Dans L’homme qui tua Liberty Valance, Ford y célèbre pour la dernière fois les valeurs de l’Ouest américain en filmant l’émergence de l’industrialisation et de la démocratie représentative. Les trois personnages masculins du film symbolisent trois visions du monde. Liberty Valance (formidable Lee Marvin) est la part sombre de l’individualisme américain et ne jure que par la loi du plus fort pour faire régner l’ordre social. Il apparaît peu de fois dans le film, comme pour accentuer la violence de ces actions et la crainte qu’inspire cette ombre qui plane sur le village. Tom Doniphon, quant à lui, est assez proche de Liberty Valance, autant dans la posture virile que dans ses mots mais son action est guidée par un idéal de justice. Pour lui, pas besoin de lois pour régir l’espace social, seule une bonne gâchette suffit. Enfin, Ransom Stoddard incarne cette Amérique à venir, celle des grandes villes et du respect des lois. Tom Doniphon, en acceptant sa défaite amoureuse et héroïque, sonne la mort d’une Amérique qui n’arrive pas à lutter face à l’avènement du chemin de fer et à la progressive constitution des Etats-Unis.

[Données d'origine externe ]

PR #1257, opened 2018-04-26
Clean-up

plehegar:
A few clean up for the spec.

Btw, can we move the spec to use index.html (to match other EDs)?


shs96c:
We could make the existing document be blank but with a meta-refresh in it
to point to the new location.

PR #1259, opened 2018-05-06
Trivial grammatical fix (missing preposition)

nbloomf:
Change "existing users Selenium WebDriver" to "existing users of Selenium WebDriver".


andreastt:
Thanks!

PR #1261, opened 2018-05-28
Remove superfluous 0 length check for files of element_send_keys

whimboo:
Step 10 of [Element Send Keys](https://w3c.github.io/webdriver/#dfn-element-send-keys) contains a 0-length check for files:

> 1. Let files be the result of splitting text on the newline (\n) character.
> 2. If files is of 0 length, return an error with error code invalid argument. 

This is superfluous because splitting a string for a separator which is not part of the string, or even if it is an empty string will always result in a single-entry array which contains the original string.

### DIFF
--- a/index.html
+++ b/index.html
@@ -6124,9 +6124,6 @@ must run the following steps:
      <li><p>Let <var>files</var> be the result of splitting <var>text</var>
       on the newline (<code>\n</code>) character.
 
-     <li><p>If <var>files</var> is of 0 length,
-      return an <a>error</a> with <a>error code</a> <a>invalid argument</a>.
-
      <li><p>Let <var>multiple</var> equal the result
       of calling <code><a>hasAttribute</a>("multiple")</code>
       on <var>element</var>.


whimboo:
Can someone please review? I will open a separate issue in regards of using `\n` as separator is not valid given that filenames can also contain such a character.

twalpole:
Splitting an empty string results in an empty Array, which is what this check is checking for.

whimboo:
No, it's always at minimum 1 element present, which is the part before the separator. And in case of an empty string it will be `[""]`.

twalpole:
@whimboo In Ruby, for instance,  `"".split("\n")   => []` so unless "splitting text" is defined somewhere in the spec that I'm missing I don't think your assertion is a valid assumption

whimboo:
In Javascript it's not: https://jsbin.com/gijemuqowe/edit?html,js,output

So it might depend on the language the driver is implemented in.

twalpole:
@whimboo Exactly, so that means the 0 length check may not be superfluous.

whimboo:
In that case lets close this PR. Thanks!

PR #1262, opened 2018-05-30
Element Send Keys for "<input type=file>" has to also send a change event.

whimboo:
As given by the HTML spec the `<input type=file>` element sends both the `input` and `change` event. The spec currently only requires to fire the `input` event.

https://html.spec.whatwg.org/#file-upload-state-(type=file):event-input-3
https://developer.mozilla.org/en-US/docs/Web/HTML/Element/input/file

Testcase: https://output.jsbin.com/vijukozuro/1

### DIFF
--- a/index.html
+++ b/index.html
@@ -6145,7 +6145,11 @@ must run the following steps:
       If <var>multiple</var> is <code>true</code>
       <var>files</var> are be appended to <var>element</var>’s <a>selected files</a>.
 
-     <li><p><a>Fire</a> an <a><code>input</code></a> event.
+     <li><p><a>Fire</a> these events in order on <var>element<var>:
+      <ol>
+       <li><a><code>input</code></a>
+       <li><a><code>change</code></a>
+      </ol>
 
      <li><p>Return <a>success</a> with data <a>null</a>.
     </ol>


index.html
```diff
@@ -6145,7 +6145,8 @@ <h3><dfn>Element Send Keys</dfn></h3>
       If <var>multiple</var> is <code>true</code>
       <var>files</var> are be appended to <var>element</var>’s <a>selected files</a>.
 
-     <li><p><a>Fire</a> an <a><code>input</code></a> event.
+     <li><p><a>Fire</a> an <a><code>input</code></a> and
+      <a><code>change</code></a> event.
```
andreastt: This might be OK, but I think it would be better to call out the ordering explicitly:

  1. Fire an input event on element.
  2. Fire a change event on element.

Or:

  1. Fire these events in order on element:
  1.1. input
  1.2. change

We should also change this to be specific about where to fire the element (note the use of _element_ above).

whimboo: I've made those changes.

whimboo:
I will take care of adding the test via https://bugzilla.mozilla.org/show_bug.cgi?id=1448792

whimboo:
@andreastt shouldn't we label that PR for `level 2`?

PR #50, opened 2019-07-29
Added default filter to ticket tree view

samuel-domatix:
- Added a default "Open tickets" filter in the tickets tree view.


helpdesk_mgmt/views/helpdesk_ticket_menu.xml
```diff
@@ -17,6 +17,9 @@
             <field name="res_model">helpdesk.ticket</field>
             <field name="view_mode">tree,kanban,form,pivot</field>
             <field name="view_type">form</field>
+            <field name="context">
+              {'search_default_open': 1}
```
pedrobaeza, line 21: Put all in one line for avoiding unneeded paddings.

samuel-domatix: I will fix it.

PR #51, opened 2019-07-29
Module logo update

samuel-domatix:
- Module logo changed


pedrobaeza:
Can you provide as well the source file (SVG or similar)? Shouldn't we differentiate from enterprise icon with another FA icon?

nacho-domatix:
Hi Pedro, we believe the icon is "different enough". As people say in Thailand, "same, same, but different" ;)
Anyway, is not going to create confusion at all cause even would be possible to use both (enterprise and OCA approach), I don't think that's gonna happen.

samuel-domatix:
This is the icon SVG file.

[helpdesk_icon.zip](https://github.com/OCA/helpdesk/files/3445709/helpdesk_icon.zip)

pedrobaeza:
Please include it in the PR in the same folder than the PNG.

pedrobaeza (approved):
Squashing on merge

emagdalenaC2i (approved):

La fin est, à ce titre, très subtile. En basant l’exploit héroïque de Stoddard sur un mensonge, Ford met à mal l’idéalisme américain à la Capra. Le démocrate qui émerge n’est pas pur, le poids de l’histoire vient écraser la relation entre Ransom et Hallie. Elle lui fait remarquer combien le paysage a changé et le responsable du train vient dire à Ransom que « rien n’est trop bon pour l’homme qui tua Liberty Valance », Stoddard et sa femme semblent écrasés par cette fatalité et par le titre du film qui sonne comme une sentence. L’homme politique n’arrive plus à allumer sa pipe et le film se termine sur cette scène à la fois tragique, dérisoire et sublime, sur la vision d’un couple marqué par le destin et incapable d’y échapper. Comme le rappelle Patrick Brion dans son livre sur John Ford : « On entend alors pendant vingt-cinq secondes le thème musical d’Ann Rutledge, puis – ce sont les ultimes notes du film – durant huit secondes le thème de Tom Doniphon ».